Не помню, кто сказал, что записные книжки должен вести каждый писатель, но ему не следует ссылаться на них. По моему разумению, в этих словах заключена несомненная истина. Занося в записную книжку то, что привлекло ваше внимание, вы выделяете это явление из сплошного потока впечатлений, проносящихся перед вашим взором, и фиксируете его в памяти. Всех нас посещали неплохие мысли, яркие ощущения, и мы думали, что когда-нибудь они непременно войдут в наши книги, но мы поленились записать свои впечатления, и впоследствии они стерлись из памяти. Когда ведешь записную книжку, начинаешь пристальнее вглядываться в окружающее, ищешь слова, чтобы точнее передать своеобразие увиденного. Коварство записных книжек в том, что если писатель слишком зависит от них, то теряет свободу и непринужденность повествования, которую несколько высокопарно называют вдохновением. Случается, что писатель не может устоять перед соблазном непосредственно ввести в текст свои заметки, независимо от того, уместны они или нет. Рассказывают, что Уолтер Патер во время чтения записывал на листочках все, что приходило в голову, потом раскладывал листочки по разным ящикам, и когда на ту или иную тему набиралось достаточно заметок, он делал из них эссе.
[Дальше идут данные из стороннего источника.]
Issue #86, opened 2016-01-23
Chronosphere don't teleport landed helicopters and planes


yaaaaa:
In original RA2 game, it do this too.

Mailaender:
See https://github.com/OpenRA/OpenRA/issues/17027

PR #658, opened 2020-03-14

Если это так, понятно, почему стиль Патера несет на себе столь явную печать скованности. Возможно, поэтому его произведениям так не хватает размаха и силы. По-моему, для писателя должно быть правилом все записывать, и я жалею, что врожденная лень помешала мне делать это более усердно. Записная книжка очень полезная вещь, если пользоваться ею с умом и в меру.
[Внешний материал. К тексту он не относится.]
PR #257, opened 2026-05-15
CI: Output test coverprofile to Artifacts tab in Prow

vitorfloriano:
When run in Prow, `make test` will output the `coverprofile` file to `$ARTIFACTS`, which is a directory already present and exported by Prow when using `decorate: true` in the job description, and will show up in the Artifacts tab in spyglass. 

When run locally, `make test` will output the file to the root of the repo, as it is currently.

See: https://docs.prow.k8s.io/docs/components/pod-utilities/#what-the-test-container-can-expect

Follow-up to https://github.com/kubernetes/test-infra/pull/37035

### DIFF
--- a/Makefile
+++ b/Makefile
@@ -27,6 +27,7 @@ TEST_DIR := test
 TOOLS_DIR := hack/tools
 TOOLS_BIN_DIR := $(abspath $(TOOLS_DIR)/$(BIN_DIR))
 GO_INSTALL := ./scripts/go_install.sh
+ARTIFACTS ?= .
 
 export PATH := $(abspath $(TOOLS_BIN_DIR)):$(PATH)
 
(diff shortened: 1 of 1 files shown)


Makefile
```diff
@@ -27,6 +27,7 @@ TEST_DIR := test
 TOOLS_DIR := hack/tools
 TOOLS_BIN_DIR := $(abspath $(TOOLS_DIR)/$(BIN_DIR))
 GO_INSTALL := ./scripts/go_install.sh
+ARTIFACTS ?= .
```
AvineshTripathi, line 30: i would put it under either hack/tools/artifacts or something similar

vitorfloriano: What about `./artifacts/` only?

Priyankasaggu11929: whatever we choose, let's make sure it is self-explanatory and added to .gitignore.

Within Kubernetes projects, I have seen a pattern of  `_output/*` dir for collecting test artifacts, logs or binaries etc.

Priyankasaggu11929:
I'm good with the changes as it is so far.

But if you want to improve the default ARTIFACTS dir, adding a hold. (feel free to unhold)
/hold

/lgtm

(@ajaysundark, for approve label. Thanks!)

ajaysundark:
/lgtm
/approve

Thanks!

Поскольку в «Дневнике» Ренара я нашел для себя столько примечательного, я дерзнул собрать мои собственные заметки и вынести их на суд моих коллег. Спешу оговориться, что, по степени интереса, мои записи не могут идти ни в какое сравнение с его дневниками. Это скорее разрозненные фрагменты. Бывали годы, когда я вообще не вел дневников, и я не собираюсь выдавать эту книгу за дневник. Я никогда не записывал свои беседы с интересными людьми или знаменитостями. Теперь я об этом жалею. Несомненно, читатели извлекли бы для себя гораздо больше интересного из этой книги, если бы я воспроизвел в ней суждения и высказывания многих видных писателей, художников, актеров и политических деятелей, которых знавал более или менее близко. Мне просто никогда не приходило это в голову. Я записывал только то, что могло рано или поздно пригодиться мне в литературной работе, и даже в самом начале своего пути я фиксировал свои мысли, ощущения и переживания исключительно для того, чтобы впоследствии наделить ими моих героев. Я смотрел на записные книжки как на своего рода склад заготовок для будущих произведений, не более того.
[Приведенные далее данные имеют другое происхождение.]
PR #263, opened 2026-05-20
feat (reporter): reduce API-server load by skipping unchanged node conditions

LightCreator1007:
## Description
Adds an idempotency gate to `updateNodeCondition` in the `readiness-condition-reporter`. 
`UpdateStatus` is now bypassed if the `Status`, `Reason`, and `Message` are unchanged, preventing unnecessary API server flooding and `etcd` write amplification on every tick.

## Related Issue
NONE

## Type of Change
/kind bug

## Testing
- Modified `main_test.go` locally to assert against the `fake.Clientset`'s tracked actions, confirming that the `UpdateStatus` call is definitively bypassed when the condition state is unchanged.

## Checklist
- [x] `make test` passes
- [x] `make lint` passes

```release-note
NONE
```

### DIFF
--- a/cmd/readiness-condition-reporter/main.go
+++ b/cmd/readiness-condition-reporter/main.go
@@ -230,8 +230,20 @@ func updateNodeCondition(ctx context.Context, client kubernetes.Interface, nodeN
 
 		// If the semantic state is completely unchanged, bypass the API write
 		// to prevent etcd write amplification and control plane flooding.
+		needsUpdate := true
 		if existingCondition != nil && existingCondition.Status == status && existingCondition.Reason == health.Reason && existingCondition.Message == health.Message {
-			// since state did not change return early to avoid unnecessary API call
+			needsUpdate = false
+			/*
+				NOTE: Skipping the write stops refreshing the LastHeartbeatTime on every tick.
+				To mitigate this, force an update every 5 minutes even if the state is unchanged.
+			*/
+			if time.Since(existingCondition.LastHeartbeatTime.Time) >= 5*time.Minute {
+				needsUpdate = true
+			}
+		}
+
+		if !needsUpdate {
+			//state has not changed for 5 mins, skip the write
 			return nil
 		}
 
--- a/cmd/readiness-condition-reporter/main.go
+++ b/cmd/readiness-condition-reporter/main.go
@@ -243,7 +243,7 @@ func updateNodeCondition(ctx context.Context, client kubernetes.Interface, nodeN
 		}
 
 		if !needsUpdate {
-			//state has not changed for 5 mins, skip the write
+			// state has not changed for 5 mins, skip the write
 			return nil
 		}
 
--- a/cmd/readiness-condition-reporter/main.go
+++ b/cmd/readiness-condition-reporter/main.go
@@ -215,13 +215,24 @@ func updateNodeCondition(ctx context.Context, client kubernetes.Interface, nodeN
 
 		// Find existing condition to preserve transition time if status hasn't changed
 		var transitionTime metav1.Time
+		var existingCondition *corev1.NodeCondition
+
 		for _, condition := range node.Status.Conditions {
 			if string(condition.Type) == conditionType {
+				condCopy := condition
+				existingCondition = &condCopy
 				if condition.Status == status {
 					transitionTime = condition.LastTransitionTime
 				}
 				break
 			}
+		}
+
+		// If the semantic state is completely unchanged, bypass the API write
+		// to prevent etcd write amplification and control plane flooding.
+		if existingCondition != nil && existingCondition.Status == status && existingCondition.Reason == health.Reason && existingCondition.Message == health.Message {
+			// since state did not change return early to avoid unnecessary API call
+			return nil
 		}
 
 		if transitionTime.IsZero() {
--- a/cmd/readiness-condition-reporter/main.go
+++ b/cmd/readiness-condition-reporter/main.go
@@ -35,13 +35,15 @@ import (
 )
 
 const (
-	envNodeName          = "NODE_NAME"
-	envConditionType     = "CONDITION_TYPE"
-	envCheckEndpoint     = "CHECK_ENDPOINT"
-	envCheckInterval     = "CHECK_INTERVAL"
-	envImpersonateNode   = "IMPERSONATE_NODE"
-	defaultCheckInterval = 30 * time.Second
-	defaultHTTPTimeout   = 10 * time.Second
+	envNodeName            = "NODE_NAME"
+	envConditionType       = "CONDITION_TYPE"
+	envCheckEndpoint       = "CHECK_ENDPOINT"
+	envCheckInterval       = "CHECK_INTERVAL"
+	envImpersonateNode     = "IMPERSONATE_NODE"
+	envHeartbeatPeriod     = "HEARTBEAT_PERIOD"
+	defaultCheckInterval   = 30 * time.Second
+	defaultHTTPTimeout     = 10 * time.Second
+	defaultHeartbeatPeriod = 5 * time.Minute
 )
 
 // HealthResponse represents the health check response structure.
@@ -86,6 +88,19 @@ func main() {
 		}
 	}
 
+	heartbeatPeriodStr := os.Getenv(envHeartbeatPeriod)
+	heartbeatPeriod := defaultHeartbeatPeriod
+	if heartbeatPeriodStr != "" {
+		parsedPeriod, err := time.ParseDuration(heartbeatPeriodStr)
+		if err == nil {
+			heartbeatPeriod = parsedPeriod
+		} else {
+			klog.ErrorS(err, "Failed parse heartbeat period, using default",
+				"input", heartbeatPeriodStr,
+				"default", defaultHeartbeatPeriod)
+		}
+	}
+
 	// Create Kubernetes client
 	config, err := rest.InClusterConfig()
 	if err != nil {
@@ -121,20 +136,20 @@ func main() {
 	defer ticker.Stop()
 
 	// Run immediately on startup, then on each tick
-	runCheck(ctx, httpClient, clientset, checkEndpoint, nodeName, conditionType)
+	runCheck(ctx, httpClient, clientset, checkEndpoint, nodeName, conditionType, heartbeatPeriod)
 	for {
 		select {
 		case <-ctx.Done():
 			klog.InfoS("Shutting down readiness condition reporter", "reason", ctx.Err())
 			return
 		case <-ticker.C:
-			runCheck(ctx, httpClient, clientset, checkEndpoint, nodeName, conditionType)
+			runCheck(ctx, httpClient, clientset, checkEndpoint, nodeName, conditionType, heartbeatPeriod)
 		}
 	}
 }
 
 // runCheck performs a single health check and updates the node condition.
-func runCheck(ctx context.Context, httpClient *http.Client, clientset kubernetes.Interface, checkEndpoint, nodeName, conditionType string) {
+func runCheck(ctx context.Context, httpClient *http.Client, clientset kubernetes.Interface, checkEndpoint, nodeName, conditionType string, heartbeatPeriod time.Duration) {
 	health, err := checkHealth(ctx, httpClient, checkEndpoint)
 	if err != nil {
 		klog.ErrorS(err, "Health check failed", "endpoint", checkEndpoint)
@@ -145,7 +160,7 @@ func runCheck(ctx context.Context, httpClient *http.Client, clientset kubernetes
 		}
 	}
 
-	if err := updateNodeCondition(ctx, clientset, nodeName, conditionType, health); err != nil {
+	if err := updateNodeCondition(ctx, clientset, nodeName, conditionType, health, heartbeatPeriod); err != nil {
 		klog.ErrorS(err, "Failed to update node condition", "node", nodeName, "condition", conditionType)
 	}
 }
@@ -198,7 +213,7 @@ func checkHealth(ctx context.Context, client *http.Client, endpoint string) (*He
 }
 
 // updateNodeCondition updates the node condition based on health check.
-func updateNodeCondition(ctx context.Context, client kubernetes.Interface, nodeName, conditionType string, health *HealthResponse) error {
+func updateNodeCondition(ctx context.Context, client kubernetes.Interface, nodeName, conditionType string, health *HealthResponse, heartbeatPeriod time.Duration) error {
 	return retry.RetryOnConflict(retry.DefaultRetry, func() error {
 		// Get the node
 		node, err := client.CoreV1().Nodes().Get(ctx, nodeName, metav1.GetOptions{})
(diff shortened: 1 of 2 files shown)


sahitya-chandra:
Hey @LightCreator1007, PR looks good but the diff only touches `main.go`, so the skip path isn't covered. Could you add a test where the node already has the matching condition and assert no update is sent?

Also, a comment noting that skipping the write stops refreshing the heartbeat (so it no longer signals the reporter is alive), would be good

cmd/readiness-condition-reporter/main.go
```diff
@@ -215,15 +215,26 @@ func updateNodeCondition(ctx context.Context, client kubernetes.Interface, nodeN
...
 				}
 				break
 			}
 		}
 
+		// If the semantic state is completely unchanged, bypass the API write
+		// to prevent etcd write amplification and control plane flooding.
+		if existingCondition != nil && existingCondition.Status == status && existingCondition.Reason == health.Reason && existingCondition.Message == health.Message {
+			// since state did not change return early to avoid unnecessary API call
+			return nil
```
AvineshTripathi, line 263: with the change we will miss the `lastHeartbeatTime` update. While this is an optional field. It is an important field to show indicating that the health check is running.

how about we add 
```
if time.Since(existingCondition.LastHeartbeatTime.Time) >= 5*time.Minute {
  needsUpdate = true // State is unchanged, but we need to refresh the heartbeat
}
```

so after 5 min even if there is no update to status, we still update once for the LastHeartbeatTime?

sahitya-chandra: Yeah, that works well. The 5m floor keeps the heartbeat alive so it still signals the reporter is running, while skipping the redundant writes the rest of the time. +1 from me.

LightCreator1007: yes i added that in the latest commit.
Thanks for the input!

LightCreator1007:
> skip path isn't covered. Could you add a test where the node already has the matching condition and assert no update is sent

Yes!
I have added the same in the newer commits to cover both the idempotency and the 5 min refresh cases :)

Thanks for the help!!

Priyankasaggu11929:
I ran the reporter locally with a 10s check interval, to track how many writes actually went to the node.

from my testing, it's one write, per tick (10s interval), per node.

For a component that exists to periodically report node health, that's exactly what you would expect. 

So, in my opinion, it is not a problem to optimise away with 1 write/tick. Is there a specific scale scenario motivating this?

LightCreator1007:
> I ran the reporter locally with a 10s check interval, to track how many writes actually went to the node.
> 
> from my testing, it's one write, per tick (10s interval), per node.
> 
> For a component that exists to periodically report node health, that's exactly what you would expect.
> 
> So, in my opinion, it is not a problem to optimise away with 1 write/tick. Is there a specific scale scenario motivating this?

Hi @Priyankasaggu11929 , thanks for testing this!

While 1 update per 10 seconds is fine locally, the project targets a scale of say 5,000 nodes.

At 5,000 nodes, a 10-second interval would create 500 requests per second hitting the server just for health reporting. Processing this constant stream of "no change" updates may quickly overwhelm the API server.

To prevent this, the reporter should cache its state locally and only send an update to the API server when its health status actually changes.

Priyankasaggu11929:
@LightCreator1007, thanks for the response.

To be clear, I'm trying to make sure I understand the actual problem.

> At 5,000 nodes, a 10-second interval would create 500 requests per second hitting the server just for health reporting. Processing this constant stream of "no change" updates may quickly overwhelm the API server.

500 req/s at 5000 nodes with 10s interval - this rate is well within normal baseline and not something I'd frame as API server flooding.

> To prevent this, the reporter should cache its state locally and only send an update to the API server when its health status actually changes.

There's no local caching. Even with this PR, we are hitting apiserver with same amount of [get requests](https://github.com/kubernetes-sigs/node-readiness-controller/blob/8b11ed1180bb122db24d40462d5aeac6e14dc422/cmd/readiness-condition-reporter/main.go#L204) every tick.
The state comparision is against the API server response, not a local cache.

The number of requests/second is not the problem actually.
It is what each write is actually adding to etcd storage. etcd stores the full node object on every write, so at scale, even updating a single condition field writes the entire node status blob.
The changes in the PR will help with this bit (although we should check what that number actually looks like in our scalability testing cc: @Karthik-K-N)

For this reason ^, defaulting to a 5-minute forced heartbeat is fine,  it aligns with other controllers as well (like [Node Problem Detector](https://github.com/kubernetes/node-problem-detector/blob/87bbc58e7ef78eb0da0805d32362f897d9f60b9e/cmd/options/options.go#L126))

One request though - make the heartbeat period configurable.
The 5-minute default is ok, but people may still have valid reasons to sync earlier, and hardcoding it removes that option.
(For example - `LastHeartbeatTime` is the only signal that the reporter is still alive and so having an option to allow people to tune how long a dead reporter goes undetected, is good.)

cc: @ajaysundark

cmd/readiness-condition-reporter/main.go
```diff
@@ -215,15 +215,38 @@ func updateNodeCondition(ctx context.Context, client kubernetes.Interface, nodeN
...
+				To mitigate this, force an update every 5 minutes even if the state is unchanged.
+			*/
+			if time.Since(existingCondition.LastHeartbeatTime.Time) >= 5*time.Minute {
+				needsUpdate = true
+			}
+		}
+
+		if !needsUpdate {
+			// state has not changed for 5 mins, skip the write
+			return nil
```
Priyankasaggu11929, line 263: let's add a ~long~ log line here rather than returning silently?

cmd/readiness-condition-reporter/main_test.go
```diff
@@ -188,3 +188,101 @@ func TestUpdateNodeCondition(t *testing.T) {
...
+	health := &HealthResponse{Healthy: true, Reason: "EndpointOK", Message: "All good"}
+
+	countUpdates := func(c *fake.Clientset) int {
+		n := 0
+		for _, a := range c.Actions() {
+			if a.GetVerb() == "update" && a.GetSubresource() == "status" && a.GetResource().Resource == "nodes" {
+				n++
+			}
+		}
+		return n
```
Priyankasaggu11929: let's extend the existing test [`TestUpdateNodeCondition`](https://github.com/kubernetes-sigs/node-readiness-controller/blob/8b11ed1180bb122db24d40462d5aeac6e14dc422/cmd/readiness-condition-reporter/main_test.go#L109) - add new rows to the table for these new test cases (easy to read/maintain in future)

Also, add a case for state change path to confirm that the logic still triggers and immediate write.

Priyankasaggu11929 (changes requested):

LightCreator1007:
hello @Priyankasaggu11929 ,
Thank you for taking out the time for going through my PR!

>There's no local caching. Even with this PR, we are hitting apiserver with same amount of  [get requests](https://github.com/kubernetes-sigs/node-readiness-controller/blob/8b11ed1180bb122db24d40462d5aeac6e14d>c422/cmd/readiness-condition-reporter/main.go#L204) every tick. The state comparision is against the API server response, not a local cache.

Thank you for correcting me there, I overlooked the fact that it still does send a GET request.

>The number of requests/second is not the problem actually.
>It is what each write is actually adding to etcd storage. etcd stores the full node object on every write, so at scale, even updating a single condition field writes the entire node status blob.

I was too fixated on the API request rate to realize that the actual problem would be the etcd storage, which is the bottleneck this PR will help out with. I was completely unaware of this, so thanks a lot for pointing that out :)

I have made the requested changes and have made the heartbeat time configurable with a default fallback to 5min as suggested.

cmd/readiness-condition-reporter/main.go
```diff
@@ -35,13 +35,15 @@ import (
...
-	envImpersonateNode   = "IMPERSONATE_NODE"
-	defaultCheckInterval = 30 * time.Second
-	defaultHTTPTimeout   = 10 * time.Second
+	envNodeName            = "NODE_NAME"
+	envConditionType       = "CONDITION_TYPE"
+	envCheckEndpoint       = "CHECK_ENDPOINT"
+	envCheckInterval       = "CHECK_INTERVAL"
+	envImpersonateNode     = "IMPERSONATE_NODE"
+	envHeartbeatPeriod     = "HEARTBEAT_PERIOD"
+	defaultCheckInterval   = 30 * time.Second
```
ajaysundark, line 44: if the intent is to reduce the frequency of readiness updates, why it cannot be set with a different check interval?

Could we first clarify the concept of 'heart-beat'? Would there be a case when the component health check be checked often but not update the API server know if it degraded?

LightCreator1007: >if the intent is to reduce the frequency of readiness updates, why it cannot be set with a different check interval?

A different check interval (in this case a larger one) would mean that if the node status changes we won't be able to detect it immediately. We need to check the node status frequently for fast detection, but if the state stays stable/healthy for a long time, we may want to skip writing that identical state to the API server on every tick. Skipping those redundant writes prevents etcd write amplification.

>Could we first clarify the concept of 'heart-beat'?

The heartbeat here would be a liveness proof, It ensures that if the component stays perfectly healthy for a long time, we still write an update every 5 minutes just to bump the `LastHeartbeatTime`, proving to the API server that the reporter hasn't crashed.

>Would there be a case when the component health check be checked often but not update the API server know if it degraded?

I do not think there is a case where a degraded state would be missed or delayed. If the health check degrades (Status, Reason, or Message changes), the idempotency gate would instantly open and the API server is updated on that exact tick.

ajaysundark:
I agree this is useful in a large scale cluster. Reducing frequency of no-op updates from nodes could help the API load.

It would also be similar to NRD behavior, as it watches the pod-readiness events directly from Kubelet - only event updates are posted to API, not the heartbeat style regular health updates.

cmd/readiness-condition-reporter/main.go
```diff
@@ -215,15 +230,39 @@ func updateNodeCondition(ctx context.Context, client kubernetes.Interface, nodeN
...
 					transitionTime = condition.LastTransitionTime
 				}
 				break
 			}
 		}
 
+		// If the semantic state is completely unchanged, bypass the API write
+		// to prevent etcd write amplification and control plane flooding.
+		needsUpdate := true
+		if existingCondition != nil && existingCondition.Status == status && existingCondition.Reason == health.Reason && existingCondition.Message == health.Message {
```
AnuragThePathak, line 249: From purely cognitive point of view, I felt it belongs to the part where we set the transitionTime during the linear search of the condition. Segregation feels unnecessary and rather inconvenient to understand the flow. Also probably can replace transitionTime separate variable with existing condition variable only.

AnuragThePathak:
I just completed the review. The functionality added looks good to me. I have minor suggestions for refactor which I will drop in review in a while.

@ajaysundark, also saw your input on EXIT_ON_READY, I'm not covering that in my review as not implemented.

cmd/readiness-condition-reporter/main_test.go
```diff
@@ -127,11 +130,13 @@ func TestUpdateNodeCondition(t *testing.T) {
...
-			wantStatus: corev1.ConditionTrue,
-			wantReason: "EndpointOK",
+			heartbeatPeriod:  5 * time.Minute,
+			wantStatus:       corev1.ConditionTrue,
+			wantReason:       "EndpointOK",
+			wantUpdateCalled: true,
 		},
 		{
-			name: "Update Condition to Unhealthy",
+			name: "State change triggers immediate write",
```
AnuragThePathak, line 139: I think it may be a better idea to have a name such as "update condition on state change", because this test is primarily for the path updating a condition when state changes. Immediate write is a desired outcome of state change, not the cause. We can leverage a comment to include details like immediate write.

cmd/readiness-condition-reporter/main.go
```diff
@@ -215,15 +230,39 @@ func updateNodeCondition(ctx context.Context, client kubernetes.Interface, nodeN
...
+			needsUpdate = false
+			/*
+				NOTE: Skipping the write stops refreshing the LastHeartbeatTime on every tick.
```
AnuragThePathak, line 252: The style of the comment is an anti-pattern in Go

cmd/readiness-condition-reporter/main.go
```diff
@@ -215,15 +230,39 @@ func updateNodeCondition(ctx context.Context, client kubernetes.Interface, nodeN
...
+				To mitigate this, force an update every 5 minutes even if the state is unchanged.
```
AnuragThePathak, line 253: I think the mention of 5 minute was a miss in comments maybe? Because the code clearly use `heartbeatPeriod`

cmd/readiness-condition-reporter/main_test.go
```diff
@@ -148,20 +153,94 @@ func TestUpdateNodeCondition(t *testing.T) {
...
+			wantUpdateCalled: true,
 		},
 	}
 
 	for _, tt := range tests {
 		t.Run(tt.name, func(t *testing.T) {
 			client := fake.NewSimpleClientset(tt.existingNode)
 
-			err := updateNodeCondition(context.Background(), client, nodeName, conditionType, tt.health)
+			countUpdates := func() int {
```
AnuragThePathak, line 221: In future we may or may not benefit by from returning the integer value of countUpdate but for a now we simply need a boolean variable that tells if the update was actually called or not. Use of an integer can be confusing to newly onboarded developers.

That change will also drastically simply the checks below.

AnuragThePathak (commented):
No blocker

ajaysundark:
> I just completed the review. The functionality added looks good to me. I have minor suggestions for refactor which I will drop in review in a while.
> 
> @ajaysundark, also saw your input on EXIT_ON_READY, I'm not covering that in my review as not implemented.

Thanks for your review. I removed my earlier comment on exit-on-ready to avoid confusion. It can still be achieved by configuring a very large heartbeat period. it is not one-shot (container will not terminate), but a side-car with a larger periodic check is arguably better. if needed in the future we can plan as a separate improvement.

cmd/readiness-condition-reporter/main.go
ajaysundark: I think possibly referring the `defaultHeartbeatPeriod` interval, which is set as 5min.

ajaysundark:
@LightCreator1007 are you available to address the open comments? This looks mostly ready to merge, and if possible can be picked up for upcoming release.

cmd/readiness-condition-reporter/main.go
AnuragThePathak: That yes. Just felt better to refer heartbeatPeriod rather than saying 5min in that comment, as if user overrides the default 5 minute, that logic will evaluate to that overriden value only.

LightCreator1007:
Yep I will be adressing those in a few.

ajaysundark:
Since the pending changes are only source cleanup, I'm okay to merge this in and @LightCreator1007 could follow up as a separate PR.

Thanks for your contributions!

/lgtm
/approve

ajaysundark:
cc @arnab-logs for how we can plan to include this feature in our docs.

Но с годами, глубже познавая суть работы писателя, я все меньше записывал свои рассуждения о разных предметах и все больше — непосредственные впечатления о людях, с которыми встречался, или о местах, где побывал, то есть накапливал фактуру для произведения, которое в тот момент занимало мои мысли. Правда, однажды я отправился в Китай, рассчитывая впоследствии написать книгу, но за время путешествия у меня накопилось столько записей, что я раздумал делать книгу, а просто опубликовал свои заметки в виде путевого дневника. Разумеется, я не включил их в этот том. Не вошли в него и все записи, так или иначе использованные мной, и если внимательный читатель встретит какие-то знакомые ему фрагменты, он должен знать, что они попали в книгу в результате моей небрежности, а не потому, что я столь высокого мнения о них. Я сознательно оставил те заметки, которые в свое время подсказали мне сюжеты каких-то романов или, рассказов. Быть может, читатель помнит эти произведения, и ему будет интересно узнать, как родились их замыслы. Я никогда не утверждал, что мои книги высосаны из пальца: как правило, я отталкивался от конкретной жизненной ситуации или конкретного человека, а воображение и изобретательность вкупе с чутьем драматурга помогали мне создать из них нечто свое.
Первые записные книжки я заполнял главным образом набросками к будущим пьесам, которые так и не написал. Сегодня они уже не представляют никакого интереса, и я не стал включать их в это издание. В то же время я оставил многие другие фрагменты, относящиеся к тому периоду, хотя сегодня они кажутся мне утрированными и глуповатыми. По сути дела, это были философствования юноши, столкнувшегося с реальной жизнью, вернее, с тем, что он тогда принимал за нее, и ощутившего вкус свободы; они были естественны для того, кто вырос в том обеспеченном замкнутом социальном кругу, где родился я, и кто воспринимал мир сквозь искаженную призму пустых фантазий и романов. В этих моих суждениях выразился протест против воззрений и предрассудков среды, которая меня воспитала. Я посчитал бы нечестным скрывать от читателя свои прошлые заблуждения. Моя первая записная книжка датирована 1892 годом, в то время мне исполнилось восемнадцать, и сейчас ни к чему изображать себя умнее, чем был тогда. Я вступал в жизнь несведущим и наивным, восторженным зеленым юнцом.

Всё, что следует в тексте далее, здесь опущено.